You ask a potentially interesting question, I tried to formulate an answer but need more focus. Could you tell us more about the system you have in mind? And why do you think temperature is bath noise variance?
To set the tone: in statistical mechanics T is the derivative of energy with respect to entropy (from dU = T dS + stuff related to work). So: calculate the entropy of your system (basically the logarithm of the number of microstates corresponding to a given energy), take the derivative with respect to that energy, and you have the temperature. Then show that it is related to variance in some way. See, however, below.
If you do that for the classical ideal mono atomic gas you would find that T is proportional to the variance in velocity: T = (m/3kB), but why take that as the fundamental variable? More natural would be to take the energy fluctuations, and T is not proportional to the variance in that. The variance in energy is (in general!) proportional to kBT2CV. So my first question is: how do you want to define the temperature exactly?
Leonard Susskind, in The Black Hole War, states (p 167 ff) that he only understood what temperature was after he found the following definition: "Temperature is the increase in energy of a system when you add one bit of entropy" (apart from Boltzmann's constant that is). Having taught courses in thermodynamics where I tried this on students I have to disagree vehemently (and had to stick with "temperature is what you measure on a thermometer", or a temperature scale derived from the Carnot cycle), but this is similar to the definition I gave in the previous paragraph, and it could be helpful in the system you have in mind. I still don't understand how you would relate it to bath noise, but again, maybe if you explain a bit more about the why and how of your system, we can make some progress.
Perhaps is just a modelling problem. For example, in this paper [http://arxiv.org/pdf/1407.6191v1.pdf] the author calculate the work done by a noisy correlated external force. My assumption is that because this force is not purely white they related it to a 'oriented' injection of energy in the system. But for me it is not clear why this external force shouldn't contribute to his heat definition Eq. (4) as it introduces randomness. My conclusion is that his definition is changed in the limit that his external force have vanishing correlation.

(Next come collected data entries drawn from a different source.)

PR #706, opened 2025-01-28
feat(components): make component tabs layout better suited for multiline layout

### LINKED ISSUE #675: Improve design of multiline tab bars
I think we should change our design of the tabs a little, when we want to do this. (But this does not need to be done in this PR. When the tabs are on different rows, it would be nice to have an indicator/border around the tabs, to know that they are different tabs. Similar to the highlight on hover. 

grafik

_Originally posted by @JonasKellerer in https://github.com/GenSpectrum/dashboard-components/pull/504#discussion_r1923205995_
            

Maybe we can add shorter, thinner lines on the tabs that are not currently active?

fengelniederhammer:
resolves #675

### Screenshot

Before:
grafik

After:
grafik

grafik
grafik

### PR Checklist


JonasKellerer (approved):
LGTM

PR #1044, opened 2025-11-21
fix(components): coverage now calculated correctly

### LINKED ISSUE #1041: W-ASAP: Proportion shows 0%, despite 0 Coverage, if samples in timeframe
If there are samples found in the timeframe, but coverage is zero at a given position, the current application shows 0% proportion at a first glance. 

_This gives suggest false security, that the mutation is not there._

We would like to ensure that if no information for that given mutation on a given date exists to show a grey title i.e. N/A. 

Currently, grey tiles are only shown if there is no date in this timeframe. 

The condition should be **timeframe OR Coverage zero**, then show grey.

Image

___

Raised by @AugusteRi, PhD cand. in CBG, thx.

fhennig:
resolves #1041 

### Summary
Add a new `valueWithCoverage` type to `MutationOverTimeMutationValue` that has `count` and `coverage` instead of `proportion`. This means, that even if count is zero, we can still display a coverage value.

We did not have this issue before, because the old method of getting the data never returned count zero and a coverage. It could only return a count, or "below threshold".

I have left the old `value` variant in place for now. I think it's not useful to do a partial refactor of the old code that is due to be removed entirely.

### Screenshot

image

### PR Checklist

### DIFF
--- a/components/src/preact/mutationsOverTime/getFilteredMutationsOverTimeData.ts
+++ b/components/src/preact/mutationsOverTime/getFilteredMutationsOverTimeData.ts
@@ -68,7 +68,7 @@ export function getFilteredMutationOverTimeData({
     if (hideGaps) {
         const dateRangesToFilterOut = filteredData.getSecondAxisKeys().filter((dateRange) => {
             const vals = filteredData.getColumn(dateRange);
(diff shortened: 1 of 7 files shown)


fengelniederhammer (approved):
LGTM 👍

There is a lot of literature on Brownian motion in a potential, and on Brownian motion with non-white noise. Maybe a good intro to the latter is Hanggi and Jung's "colored noise in dynamical systems", Adv. Chem. Phys. 89 (1995), 239-326.
In particular, see their equation (1.3), which combines both your questions and the further discussion after that. Section II would also be of interest to you. There are serious problems in this field which as far as I know have not been resolved to everyone's satisfaction. I think van Kampen also wrote several papers on the topic of non linear systems, (confining potentials other than the harmonic).
I now understand what you mean by bath variance and temperature, generally these things are known as fluctuation-dissipation theorems. Basically it relates the strength of the random force to viscosity and temperature.
I'll have a look at your reference before commenting on other aspects you mention. At first sight I do not quite understand what they mean by their equations (4) to (7), so I need to delve a little into the literature they cite. I did some work on Brownian motion a very long time ago, but kept track of some of the literature. I am not sure if I understand why there would be a heat accumulation problem, the temperature of the Brownian particle should be the same as that of the bath. I did a paper on Brownian motion close to the liquid-gas critical point where the correlation length of the solvent fluctuations can be of the same order of magnitude as the size of the particle, but to be honest, we neglected temperature fluctuations in the force, and the noise was still white (although the fluctuation-dissipation theorem needed to be modified). At that time I also tried working out Brownian motion in a system with a temperature gradient (in fact close to the Rayleigh-Benard instability), but was never able to solve some fundamental problems in that case, primarily since it was a dissipative system to begin with.
The notion of temperature is problematic if the system is not in thermodynamic equilibrium. At thermodynamic equilibrium different sources of noise are normally uncorrelated. Therefore your question may not have any proper answer. At least you need have to specify your system in more detail if there should be a meaningful answer. For instance your proposal might be valid if the correlation is very weak so that the system is close to equilibrium.
I have some serious problems with the ArXiv paper you gave as a reference, I think there is a fundamental inconsistency in their model. The model is reminiscent of models I worked on myself, often called the Brownian oscillator models, where we coupled reactive modes in a chemical reaction to polarization fluctuations in a dielectric medium, which behave exactly as the Ornstein-Uhlenbeck process in the current paper. In our work the coupling was different, however, and does not lead to the problem with the fluctuation-dissipation theorem I worked out in the attached file.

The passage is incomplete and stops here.